DETAILED DESCRIPTION OF PREFERRED EMBODIMENTS
The embodiments of the present invention will now be described in detail with reference to the accompanying drawings.
FIG. 1 shows a functional configuration of a continuous speech recognizing apparatus in accordance with the present invention. FIG. 2 shows the detail of the first pass processor 2 as shown in FIG. 1; and FIG. 3 shows the detail of the second pass processor 3 as shown in FIG. 1.
An acoustic analyzer 1 carries out analog/digital (A/D) conversion of a speech signal input from a speech input section such as a microphone, followed by acoustic analysis, and outputs parameters indicating speech features. As the acoustic analyzer 1, a conventional acoustic analyzer can be utilized.
A first pass processor 2 uses a simple probabilistic language model, such as a word bigram, and successively generates a word lattice 4, which is composed of the end time of each word candidate, its score and a pointer to a previous word, using a word lattice generator 21. Then, it has a trace back section 22 trace back the word lattice 4 beginning from a phoneme with a maximum score as of now at every Δt frames (for example, 30 frames (one frame is 10 ms.)) of the input speech, thereby obtaining N (for example 200) word string candidates (called N-best word strings from now on). The first pass processor 2 can also have a configuration analogous to a conventional hardware (for example, see, Imai, et al., Proceedings of Autumn Meeting of the Acoustical Society of Japan, 3-1-12 (September 1998)) except that although the conventional system does not output N-best word string candidates for each sentence until the speech input of the sentence is completed, the present embodiment outputs, when the speech is input, N-best word sequences generated up to that instant at every Δt frames even at midpoint in the sentence.

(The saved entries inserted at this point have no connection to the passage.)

PR #653, opened 2026-03-31
Add initial pytest unit tests for gprMax.utilities (atoi + natural_keys)

TanyaC07:
This adds basic unit tests for two simple utility functions:
- atoi()
- natural_keys()

These functions are used for natural/human sorting of strings (e.g. filenames with numbers).

Part of efforts toward building a comprehensive test suite for gprMax.

### DIFF
--- a/tests/test_utilities.py
+++ b/tests/test_utilities.py
@@ -1,0 +1,25 @@
+import pytest
+from gprMax.utilities.utilities import atoi, natural_keys
+
+def test_atoi():
+    """Test atoi function for string to int conversion."""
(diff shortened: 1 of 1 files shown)


agianno:
Thank you for adding these tests. We are preparing the gprMax v4 release, after which the current v3 master branch will be archived. These tests target the legacy utilities rather than correcting a release-critical problem, and the test structure has changed in v4. We are therefore closing this PR. Any missing v4 coverage should be proposed against devel or the new gprMax version once it is released.

Issue #600, opened 2026-03-15
Implement `pre-commit` configuration and automated linting workflow


subhamkumarr:
### Description
The current PR template asks contributors:
`- [ ] Did pre-commit passed all checks?`

However, there is no `.pre-commit-config.yaml` file currently present in the repository to actually define or run these checks locally, nor is there CI automation enforcing them. 

### Proposed Changes
To modernize the developer workflow and enforce baseline code quality, I propose adding a standardized `.pre-commit-config.yaml` file to the repository root.

To avoid disrupting `git blame` history with massive reformatting (`black`/`flake8`) right now, this initial configuration will stick to safe, structural checks:
- `trailing-whitespace`
- `end-of-file-fixer`
- `check-yaml`
- `check-merge-conflict`

I will also add a lightweight GitHub Actions workflow (`.github/workflows/lint.yml`) that automatically runs `pre-commit run --all-files` on PRs to prevent malformed files from being merged. I am happy to open a PR for this!

amitraghvan:
I'm addressing this as part of my GSoC 2026 proposal for 
Project 4. I've drafted a .pre-commit-config.yaml with flake8, 
isort, and standard hooks — specifically configured for gprMax's 
codebase (E402 ignored for conditional pycuda/mpi4py imports, 
200-char line limit for GPU kernel files). PR coming soon.

agianno:
file exist

Issue #598, opened 2026-03-15
Implement Basic GitHub Actions CI Pipeline for Automated Testing


subhamkumarr:
### Description
Currently, `gprMax` does not have an automated Continuous Integration (CI) pipeline set up via GitHub Actions. Maintainers and contributors must rely on local suite execution to verify code changes.

To modernize the development workflow and ensure cross-platform stability, I am proposing the addition of a foundational [.github/workflows/ci.yml](cci:7://file:///c:/Users/Subham/OneDrive/Desktop/gprMax/gprMax/.github/workflows/ci.yml:0:0-0:0) file.

### Proposed Changes
Implement a GitHub Actions matrix workflow that automatically:
- Triggers on PRs and pushes to `master`.
- Tests against `ubuntu-latest`, `macos-latest`, and `windows-latest`.
- Installs necessary system dependencies (e.g., `libomp` for macOS).
- Builds the Cython extensions in-place (`python setup.py build_ext --inplace`).
- Executes the `pytest` suite.

This will significantly reduce the manual review burden by automatically catching regressions across different operating systems before code is merged. I am happy to open a PR for this!

amitraghvan:
Hi @subhamkumarr, thanks for opening this issue! I've been studying the gprMax codebase 
for my GSoC 2026 proposal (Project 4: CI/CD Automation) and I've identified a few 
specific challenges for implementing this CI pipeline that I'd like to share:

1. macOS compiler detection:
The current `setup.py` (lines 120-141) uses `glob('/opt/homebrew/bin/gcc-[4-9]*')` to 
find gcc on Apple Silicon and `/usr/local/bin/gcc-*` for Intel Macs. On GitHub Actions 
macOS runners, we'll need `brew install gcc` first since only clang is pre-installed 
(and clang doesn't support OpenMP).
2. Headless test execution:
`tests/test_models.py` uses `matplotlib.pyplot` which requires a display backend. 
In CI (headless), we'll need to force `matplotlib.use('Agg')` — this is also 
related to issue #621.

3. Conda vs pip:
Since gprMax uses `conda_env.yml` for dependency management, the CI should use 
`conda-incubator/setup-miniconda` action rather than plain `pip install`.

I'm planning to work on this as part of my GSoC proposal and would love to 
collaborate. Happy to open a draft PR with a proof-of-concept workflow if that 
would be helpful!

agianno:
[...]

PR #655, opened 2026-04-01
build: add missing setup.cfg with flake8 and pytest configuration

amitraghvan:
## Problem

The project README explicitly references `setup.cfg` as the location for flake8 configuration, but this file does not exist in the repository. This causes two concrete issues for contributors:

- Running `flake8` without a config file causes it to fall back to defaults, which do not match gprMax's codebase conventions (200-character line length used in GPU kernel files).
- - Running `pytest` emits `PytestUnknownMarkWarning` for every test marked with `@pytest.mark.slow`, `@pytest.mark.gpu`, or `@pytest.mark.mpi`, because these markers are not registered anywhere.
## Solution

Add the missing `setup.cfg` with two sections:

- `[flake8]` - max-line-length 200, E402 ignored for conditional pycuda/mpi4py imports, W503 ignored as style preference.
- - `[tool:pytest]` - Registers the slow, gpu, and mpi markers, eliminating PytestUnknownMarkWarning.
## Notes

This PR targets the `devel` branch as per project contribution guidelines. No functional source changes - purely additive configuration.

Supports #600 and #598.

### DIFF
--- a/setup.cfg
+++ b/setup.cfg
@@ -1,0 +1,16 @@
+[flake8]
+max-line-length = 200
+ignore = E402, W503
+exclude =
+    .git,
+    __pycache__,
+    build,
+    dist
+
+[tool:pytest]
+testpaths = tests
+addopts = -v --tb=short
+markers =
+    slow: marks tests as slow (full simulation runs - deselect with '-m "not slow"')
+    gpu: marks tests that require a CUDA-capable GPU
+    mpi: marks tests that require an MPI installation


agianno:
Thank you for investigating the missing test and lint configuration.

The current devel branch now registers pytest markers and other tool configuration in `pyproject.toml`, which is the configuration source used for v4. The old README reference to `setup.cfg` has also been removed. Adding a separate `setup.cfg` would now duplicate configuration and could allow the two files to diverge.

The underlying need has therefore been superseded, so we are closing this PR in preparation for the v4 release. Thank you for the contribution.

PR #656, opened 2026-04-01
tests: add conftest.py with headless matplotlib backend fix

### LINKED ISSUE #621: plot_Ascan does not handle headless environments properly
When running plot_Ascan in headless environments (e.g., WSL, remote servers),
the plotting fails due to unavailable GUI backends (Qt/Wayland).

Example:
python -m toolboxes.Plotting.plot_Ascan examples/cylinder_Ascan_2D.h5

Produces warnings like:
"FigureCanvasAgg is non-interactive, and thus cannot be shown"

In such cases:
- plt.show() is still called
- No plot is displayed
- Output is not clearly saved

Proposed solution:
- Detect headless environments using matplotlib backend
- Avoid calling plt.show() when GUI is unavailable
- Automatically save plots when running headless
- Provide clear feedback message

This would improve usability for users working in WSL, servers, and CI environments.

amitraghvan:
## Problem

Running `pytest` on the current gprMax test suite fails in any headless environment because `test_models.py` imports `matplotlib.pyplot` at module level, which immediately attempts to connect to a display server:

```
_tkinter.TclError: no display name and no DISPLAY variable
```

This crash prevents the entire test suite from being collected by pytest - meaning zero tests run in CI.

## Solution

Add `tests/conftest.py` which pytest loads automatically before collecting any tests:

1. Forces the `Agg` matplotlib backend before any import of pyplot - works in all headless environments.
2. 2. Provides shared path fixtures for test model directories (models_basic_path, models_advanced_path).
## Type of change

* [x] Bug fix (non-breaking change which fixes an issue)
## Checklist

* [x] I have performed a self-review of my code.
* [ ] * [x] My changes generate no new warnings.
* [ ] * [x] The title of my pull request is a short description of my changes.
Closes #621

### DIFF
--- a/tests/conftest.py
+++ b/tests/conftest.py
@@ -1,0 +1,37 @@
+"""
+Pytest configuration and shared fixtures for the gprMax test suite.
+
+This file is automatically loaded by pytest before any tests are collected.
+It performs two tasks:
+
+1. Forces matplotlib to use the non-interactive 'Agg' backend *before* any
+   test module imports pyplot. Without this, tests crash in headless CI
+   environments (Linux runners, Docker containers) with:
+       "cannot connect to X server" or "_tkinter.TclError"
+   Fixes #621.
+
+2. Provides shared path fixtures so individual test modules do not need to
+   hard-code paths to the test model directories.
+"""
+import os
+
+import matplotlib
+matplotlib.use('Agg')  # noqa: E402 — must be called before pyplot is imported
+
+import pytest  # noqa: E402
+
+
+# ---------------------------------------------------------------------------
+# Path fixtures
+# ---------------------------------------------------------------------------
+
+@pytest.fixture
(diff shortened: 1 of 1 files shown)


agianno:
Thanks for looking at this. Forcing the Agg backend for the test suite is a reasonable safety net in general, but it doesn't actually address #621 as filed — that issue is about the toolboxes/Plotting/*.py CLI tools not handling a headless backend when run directly by a user, not about the pytest suite itself crashing (no file under tests/ currently imports matplotlib.pyplot, so there's nothing live for this to prevent there). It also adds models_basic_path/models_advanced_path fixtures pointing at tests/models_basic/tests/models_advanced, which don't exist — the real model directories are under testing/, not tests/. The actual #621 fix landed in #732. Closing this in favour of that.

Issue #591, opened 2026-03-11
Allow to run simulations on GPU even if vram is insufficient


carrrrrrrrot:
Hello. 

I've found out, by commenting the code that throws the out of memory error (line 240/241 in grid.py), that simulations can be run on the gpu even if vram is insufficient. Although this incurs in a peformance penalty, since some of the memory spills into system ram, to which the gpu has much slower access, it's still orders of magnitude faster than running on cpu.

A second pass processor 3 has a rescoring section 31 rescore the N-best word strings generated at every Δt frames by using a more complex probabilistic language model 6 (see, FIG. 3), such as a word trigram, and selects from among the N-best word strings a best word string (1-best word string) with the maximum score.
A word comparing/determining section 32 compares the current 1-best word string with the previous 1-best word string obtained At frames before to detect a stable portion in the current 1-best word string, and when the same word string is included in both the current and previous 1-best word strings, it determines the same word string as a speech recognition result (see, FIG. 4).
In this case, final M (for example, one) words of the current 1-best word string are not counted as a candidate to be determined. Furthermore, even if a variation in the current 1-best word string takes place in a section in which it has already been fixed, the variation is ignored.
Because the second pass processor 3 determines the 1-best word string up to that instant in the input speech at every Δt frames as long as a speech input continues, the time lag between the speech input of each sentence and the output of the speech recognition result is about Δt frame time. Considering that the time lag of the conventional system is nearly equal to the input duration of the input speech of each sentence, it is clear that the present embodiment can sharply reduce its time lag.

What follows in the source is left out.